* _WHAT YOU SHOULD DO_:
Go through the entries below and copy each line containing the word "ingestion".

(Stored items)
● ● ● ●

PR #50, opened 2022-12-13
Chunked ingestion with axes transpositions

gsakkis:
Follow-up to https://github.com/TileDB-Inc/TileDB-BioImaging/pull/48 to support chunked ingestion when the original axes are different from the saved (canonical) axes.


georgeSkoumas (approved):

ihnorton (commented):
Test question: if we are not preserving the axes, is there an implicit reordering of the zarr data which makes [these comparisons](https://github.com/TileDB-Inc/TileDB-BioImaging/pull/50/files#diff-8381c7f7e0dbdb7df612403cde77c753fe2e93b5f1d9f54e8405201914d35e07R83-R88) succeed?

● ● ● ●

* _TASK ANSWER_:
Chunked ingestion with axes transpositions
Follow-up to https://github.com/TileDB-Inc/TileDB-BioImaging/pull/48 to support chunked ingestion when the original axes are different from the saved (canonical) axes.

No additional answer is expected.